Physicists at ANU have developed a way to use waves to manipulate the growth of bacteria biofilms – one of the most abundant forms of life on earth.

The team found the growth of biofilms in a liquid could be promoted or retarded by different regimes of wave motion set up in the liquid. 

The breakthrough could help improve how we deal with chronic infections and antibiotic resistance, as well as the food we eat and the clothes we wear.

Lead researcher Dr Hua Xia said scientists have been trying to understand and control biofilms for decades.

“Formation of biofilm starts when the bacteria attach to the right type of surface. They’re formed by the bacteria to create a safe environment, to shield themselves from dangers,” Dr Xia said.
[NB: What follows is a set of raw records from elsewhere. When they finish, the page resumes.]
PR #3943, opened 2024-12-04
Fix the return value of builder transaction status API

dailinsubjam:
### This PR: 
- fix the return value of txn stat api

### DIFF
--- a/crates/builder-api/src/v0_1/builder.rs
+++ b/crates/builder-api/src/v0_1/builder.rs
@@ -262,8 +262,7 @@ where
                     .body_auto::<<Types as NodeType>::Transaction, Ver>(Ver::instance())
                     .map_err(Error::TxnUnpack)?;
                 let hash = tx.commit();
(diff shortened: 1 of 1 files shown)


shenkeyao:
Having the same question as @ss-es about the change. :thinking:

dailinsubjam:
@ss-es @shenkeyao Original code will return  `Ok(transaction_commit)`, after the fix it will return `Result(TransactionStatus, BuildError)`. Or am I missing anything?

ss-es:
Oh sorry, I see - yes you're completely right! It used to return `Result<tx.commit(), Error::TxnStat>` but now it returns something like `Result<state.txn_status, Error::TxnStat>`

ignore my comment -- it looks good to me!

shenkeyao:
> @ss-es @shenkeyao Original code will return `Ok(transaction_commit)`, after the fix it will return `Result(TransactionStatus, BuildError)`. Or am I missing anything?

Totally makes sense. 😃

shenkeyao (approved):

PR #3948, opened 2024-12-06
[DRB] - Verify the DRB result from the computation one epoch in advance

### LINKED ISSUE #3858: [DRB] - Verify the DRB result from the computation one epoch in advance

shenkeyao:
Closes #3858.

### This PR: 
- Splits `DrbComputations` into `DrbSeedsAndResults` and `DrbComputation`.
  - Moves the former to the shared `Consensus` but keeps the latter at the same place.
  - Moves most contents in `quorum_vote/drb_computations.rs` to `types/src/drb.rs`, and some to the `quorum_vote/handlers.rs`.
- Updates the proposal task to include the DRB result for the next epoch at the last block.
- Updates the vote task.
  - Third from the last block:
    - Stores the computed result for nodes in epoch `e - 1`.
  - Last block:
    - Stores the received DRB result from the proposal for nodes in epoch `e`.
    - Verifies received result with computed results for nodes in epoch `e - 1`.
- Removes DRB seed and current result fields from `Leaf2` and `Proposal2`. 
- Fixes how the third from last block is defined with a helper function in `utils.rs`.

### This PR does not: 
* Consumes the DRB result for the leader election, which will be done in the next PR.

### Key places to review: 
* `quorum_proposal/handlers.rs`.
* `quorum_vote/handlers.rs`.
* `types/src/drb.rs`.
* (Many other files only contain format changes, probably due to merging both `lr/double-quorum` and `main`.)


crates/task-impls/src/quorum_vote/handlers.rs
```diff
@@ -34,20 +25,175 @@ use hotshot_types::{
...
+/// Store the DRB result from the computation task to the shared `results` table.
+///
+/// Returns the result if it exists.
+async fn store_and_get_computed_drb_result<
     TYPES: NodeType,
     I: NodeImplementation<TYPES>,
     V: Versions,
 >(
+    epoch_number: TYPES::Epoch,
+    task_state: &mut QuorumVoteTaskState<TYPES, I, V>,
```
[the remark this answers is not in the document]
shenkeyao: Looks like we also need the shared `consensus` field of `task_state` in this function to get the `results` table, so I prefer to keep the argument as is. But let me know if you think there's a better way though!

crates/types/src/utils.rs
```diff
@@ -279,3 +279,14 @@ pub fn is_last_block_in_epoch(block_number: u64, epoch_height: u64) -> bool {
         block_number % epoch_height == 0
     }
 }
+
+/// Returns true if the given block number is the third from the last in the epoch based on the
+/// given epoch height.
+#[must_use]
+pub fn is_third_from_last_block_in_epoch(block_number: u64, epoch_height: u64) -> bool {
```
ss-es, line 286: small thing: can we call this `is_epoch_root`? this would align with calling the block the "root" in the membership trait method

shenkeyao: Renamed!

“For example, dental plaque is a common example of a biofilm. Outside our bodies, pond scum is another example. Biofilms thrive on moist or wet surfaces."

“But they’re not necessarily harmful to people. In wastewater treatment plants and agricultural technology, we utilise the ability of bacteria to form biofilms."

The team had previously shown that surface waves drive flow currents within a liquid. They used these findings to develop the new approach to controlling biofilm formation on the liquid-solid interface.

Using fluorescent dyes to visualise the currents, they found that turbulent motion discouraged the attachment of bacteria and biofilm formation. In contrast, stable flow regimes could encourage biofilms to grow into various patterns.

“We believe this is because stable flow patterns generate localised transport routes that connect the bottom of the container to the surface and deliver oxygen,” Dr Xia said.

The wave action is the strongest at the liquid-air interface, where some microorganisms form a compound called bacterial cellulose.

This wave-based approach could help engineer new forms of bacterial cellulose, which is used for everything from textiles and cosmetics to food products, as well as in the medical field for tissue engineering scaffolding, drug delivery and wound dressing.

“We’re now focused on creating various cellulose forms and controlling their properties, such as its water holding capacity or mechanical strength,” Dr Xia said.